And it’s not just President Trump, his administration, and the MAGA faithful repeatedly, publicly expressing their hatred and verbalizing threats towards journalists and media organizations that don’t tow the Supreme Leader’s line. It’s not just Trump and his cabinet bullying and berating journalists at press briefings, restricting their access, and trying to make them sign loyalty pledges.
It’s also Trump’s absurd and gangsterish lawsuits targeted at ABC News, which is owned by Disney, and CBS News, which is owned by Paramount, and the morally spineless, financially self-serving capitulation of these corporate cowards to Trump by settling, rather than fighting, those lawsuits—setting the precedent for more shakedowns.

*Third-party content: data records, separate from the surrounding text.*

PR #3508, opened 2024-08-24
Feat/jooby hibernate validator

kliushnichenko:
Still need some docs, tests, cleanup, but the basic logic seems done


agentgt:
@kliushnichenko @jknack 

I'm not sure I like the name of jooby-validation if it is going to have a hard dependency on jakarta.validation. Is the plan to make the validation pluggable in that module and it is just jakarta for now?

Otherwise I think it should be jooby-jakarta-validation.


Also the jooby-apt module should not have any dependency on basically anything ideally. I haven't code dived to see why you made it that way. (you don't need the actual classes you depend on with generated code)

modules/jooby-apt/pom.xml
```diff
@@ -19,6 +19,12 @@
 
   <dependencies>
 
+    <dependency>
```
jknack, line 22: As @agentgt suggested we don't need the dependency.

modules/jooby-validation/pom.xml
```diff
@@ -0,0 +1,28 @@
...
+    <artifactId>jooby-validation</artifactId>
+
+    <dependencies>
+        <dependency>
+            <groupId>io.jooby</groupId>
+            <artifactId>jooby</artifactId>
+            <version>${jooby.version}</version>
+        </dependency>
+
+        <dependency>
```
jknack, line 22: @kliushnichenko @agentgt we can probably add the dependency on `jooby` (core). We have the inject already. This also means remove/delete this new module and move the ValidationHelper to a jooby core package.

kliushnichenko: The idea was to keep the core free of any optional dependencies, since not every application needs/uses validation. So, it might be better to avoid adding dependencies that are rarely used.

`jakarta-inject` is tiny comparing to `validation`, and DI I believe is much more popular.
Keep in mind except `ValidationHelper` there will be ExceptionHandler added as well to the core.

Do you still want to have it in the core? You are the boss, just want to make everything clear

jknack: > jakarta-inject is tiny comparing to validation

good point. Let's keep the new module, but let's rename to `jooby-jakarta-validation`

modules/jooby-apt/pom.xml
kliushnichenko: About this dependency. You are right it is not necessary to successfully build/compile the module. But, the generated code might rely on it, and someone should bring it into the runtime, cause `jooby-apt` doesn't. It is some sort of a hidden dependency. I decided to highlight this moment at least this way.

We can change the scope to `test` or remove it completely and add some notes in the internal documentation, dunno which option is better.

SentryMan:
The way I've done it with other libs I've worked was to have an extensible [Validator](https://github.com/avaje/avaje-http/blob/master/http-api/src/main/java/io/avaje/http/api/Validator.java) interface which clients can extend to provide custom validation. Example [hibernate impl](https://github.com/avaje/avaje-http/blob/master/http-hibernate-validator/src/main/java/io/avaje/http/hibernate/validator/BeanValidator.java) and [avaje validation impl ](https://github.com/avaje/avaje-validator/blob/main/validator-http-plugin/src/main/java/io/avaje/validation/http/BeanValidator.java). Perhaps you guys could try something similar if you want to eliminate the dependencies

modules/jooby-apt/pom.xml
jknack: Let's remove it to make jooby-apt works as it is today. We can check from validator if at least `jooby-hibernate-validator` is on classpath and produces an error when not

jknack:
@SentryMan thank you. I feel here isn't necessary to add another abstraction over the jakarta one. Leaving jakarta-validator outside of core is enough.

kliushnichenko:
Updated. Pls verify the changes and I'll proceed with the documentation

modules/jooby-apt/pom.xml
kliushnichenko: Actually, we still need it for tests, so, just changed the scope

kliushnichenko:
@SentryMan could you pls shed some light on `avaje-validator`. I thought it is fully compliant with `jakarta-validation-api`. But I can't find how I can get the instance of `jakarta.validation.Validator` baked by `avaje-validator`. All the entry points are available only at your custom abstraction `io.avaje.validation.Validator`.

Is it a trade-off of a reflection-free solution or maybe you can provide us jakarta-compliant entry point in the future release?

SentryMan:
> Is it a trade-off of a reflection-free solution

Jakarta validation is mainly reflection based yeah so we couldn't fully implement. Hence why we took a page from spring in our http solution by defining another abstraction so we could support both jakarta and avaje validation

modules/jooby-hbv/src/main/java/io/jooby/hbv/HbvModule.java
```diff
@@ -0,0 +1,96 @@
...
+import jakarta.validation.Validator;
+import jakarta.validation.ValidatorFactory;
+import org.hibernate.validator.HibernateValidator;
+import org.hibernate.validator.HibernateValidatorConfiguration;
+
+import java.util.function.Consumer;
+
+import static jakarta.validation.Validation.byProvider;
+
+public class HbvModule implements Extension {
```
jknack, line 24: I do prefer: `HibernateValidatorModule` same for maven coordinates: `jooby-hibernate-validator`

modules/jooby-hbv/src/main/java/module-info.java
```diff
@@ -0,0 +1,18 @@
+/*
+ * Jooby https://jooby.io
+ * Apache License Version 2.0 https://jooby.io/LICENSE.txt
+ * Copyright 2014 Edgar Espina
+ */
+/**
+ * Hbv module.
+ */
+module io.jooby.hbv {
```
jknack, line 9: same here: `io.jooby.hibernate.validator`

modules/jooby-jakarta-validation/src/main/java/io/jooby/validation/ConstraintViolationHandler.java
```diff
@@ -0,0 +1,93 @@
...
+/**
+ * Catches and transform {@link ConstraintViolationException} into {@link ValidationResult}
+ *
+ * Payload example:
+ * <code>
+ * {
+ *     "title": "Validation failed",
+ *     "status": 422,
+ *     "errors": {
+ *         "objectErrors": [
```
jknack, line 26: In gral, I do prefer a single object type where "field" will be nullable/missing. Like:

```json
"errors": [{
   "field": "name" or missing/null,
   "messages": []
   "type": "field" or "global" or "object"
}]
```

modules/jooby-jakarta-validation/src/test/java/io/jooby/validation/app/PasswordsShouldMatchValidator.java
```diff
@@ -0,0 +1,15 @@
+package io.jooby.validation.app;
+
+import jakarta.validation.ConstraintValidator;
+import jakarta.validation.ConstraintValidatorContext;
+
+public class PasswordsShouldMatchValidator implements ConstraintValidator<PasswordsShouldMatch, NewAccountRequest> {
+
+    @Override
+    public boolean isValid(NewAccountRequest request, ConstraintValidatorContext constraintContext) {
```
jknack, line 9: Is there a way to access to jooby registry from `ConstraintValidatorContext`?????

jknack (commented):
looking good

modules/jooby-jakarta-validation/src/main/java/io/jooby/validation/ConstraintViolationHandler.java
kliushnichenko: I tried to make the structure more UI-friendly. UI usually needs field/global errors in separate "baskets". On the other hand, the client is not necessarily UI, so, fair enough.

Let's clarify the types:
- field - it is clear
- global - I suppose it is for cross-field error on the top-level bean
- object - is it for nested beans? in this case, we might need to introduce one more property, cause right now the path for the nested bean errors looks like a full path to the field e.g. `person.firstName`. And in case of the list - `person[0].firstName`

jknack: It's the first time I see the objectErrors (didn't know about them until now). So I tried to create a fixed structure for clients (UI or not). Clients will mostly want to display the error message and probably the field name. Type is for those clients that want to know more about the error so based on your example type should be `field` (for fieldErrors) or `object` (for objectErrors). Does it make sense now?

Additionally we could render the `path` too which might or might not match `field` attribute

modules/jooby-jakarta-validation/src/test/java/io/jooby/validation/app/PasswordsShouldMatchValidator.java
jknack: > Additionally, if the project utilizes some DI it is not a problem to inject any service/repo/etc. into custom validator

An example of that on docs will be nice.

kliushnichenko:
Getting back to `avaje-validator` support...

As SentryMan clarified, there is no way to smoothly support both (hbv/avaje) relying solely on `jakarta.validation.Validator`
So, my initial plan didn't quite work out 😄 

Options that are running through my mind in this regard:

1. Write a custom implementation of the `jakarta.validation.Validator` that will trigger `io.avaje.validation.Validator` under the hood
**Concerns:**    
way too odd. Everything except one method `validate()` will be stubbed as `Unsupported`.   
Also, it will hide the rest of `avaje-validator` options, not ok.

2. Each module can implement its own helper for validation. In `jooby-apt` pick the one that is available in classpath.
**Concerns:**   
Complicates `jooby-apt`, probably duplicates some logic in two places, error-prone, complicates further support.

3. Introduce one more abstraction, as SentryMan pointed out, to cover `jooby-apt` logic over a single interface.
**Concerns:** 
plus one more abstraction, a bit more cumbersome, but, seems the most acceptable compromise 

@jknack what's your take on it? maybe some other options?

jknack:
Seems 3 it is OK. jooby-apt should call io.jooby.validation.BeanValidator and extra logic goes here and probably on the jooby-avaje-validator module.

So jooby-apt will do what is doing here, wrap the call around BeanValidator

kliushnichenko:
Updated.

Please note the following:

- since `avaje-validator` has its own set of custom entities (`Validator`, `ConstraintViolation`, `ConstraintViolationException`), the `BeanValidator` helper no longer relies on either jakarta or avaje entities, making the module even simpler.
- for the same reason, error handlers should be implemented separately and placed in their corresponding modules.
- `jooby-jakarta-validation` has been renamed back to `jooby-validation` since it no longer has any dependency on jakarta.
- a new `MvcValidator` interface has been introduced to isolate `BeanValidator` logic from specific implementations. It includes a single `validate()` method that performs validation and throws an exception. The type of exception thrown depends on the implementation (Jakarta or Avaje).

Naming is getting tough with a lot of `Validator` abstractions, any suggestions are welcomed.  
@jknack pls confirm we a good with this solution and can move on

modules/jooby-apt/src/main/java/io/jooby/apt/JoobyProcessor.java
```diff
@@ -371,4 +372,21 @@ public static RuntimeException propagate(final Throwable x) {
...
+      TypeElement validatorElement = processingEnv.getElementUtils()
+              .getTypeElement("io.jooby.validation.BeanValidator");
+
+      if (validatorElement == null) {
+        processingEnv.getMessager().printMessage(
+                Diagnostic.Kind.ERROR,
+                "Unable to load 'BeanValidator' class. " +
+                "Bean validation usage (@Valid) was detected, but the appropriate dependency is missing. " +
+                "Please ensure that you have added the corresponding validation dependency " +
+                "(e.g., jooby-hbv).");
```
jknack, line 388: typo: `jooby-hibernate-validator`

modules/jooby-validation/src/main/java/io/jooby/validation/MvcValidator.java
```diff
@@ -0,0 +1,6 @@
+package io.jooby.validation;
+
+public interface MvcValidator<E extends Throwable> {
```
jknack, line 3: probably make E RuntimeException

modules/jooby-validation/src/main/java/io/jooby/validation/MvcValidator.java
```diff
@@ -0,0 +1,6 @@
...
+
+    void validate(Object bean) throws E;
```
jknack, line 5: well not sure if we need a generic for exception, RuntimeExceptoion or Exception will be OK

jknack (approved):
few minor comments

kliushnichenko:
minor improvements, javadoc, asciidoc has been added. Ready to final review/merge.  
avaje-validator-module I'll send in a separate PR

jknack (approved):
@kliushnichenko love what you did! Let me know if we can merge.

kliushnichenko:
Yes, we can. Just a minor thing, master and my branch are under `3.2.10-SNAPSHOT`, but I see `3.3.0` has already been released, is it expected, or we need to update both to `3.3.1-SNAPSHOT`?

jknack:
@kliushnichenko done

kliushnichenko:
@jknack updated, feel free to merge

It’s the multi-pronged attempt by the Trump administration and the ruling-class-serving authors and executors of Project 2025 to destroy the Corporation for Public Broadcasting, which they succeeded in doing, and to defund and destroy PBS and NPR, which they are still trying to do now.
It’s the federal harassment, capture, imprisonment, and even deportation of journalists like Estefany Rodríguez, Mario Guevara, Sami Hamdi, and Georgia Fort. Even Don Lemon. Even Tufts grad student Rümeysa Öztürk, who was snatched off the street last year by plainclothes federal thugs for co-authoring an op-ed in her campus newspaper.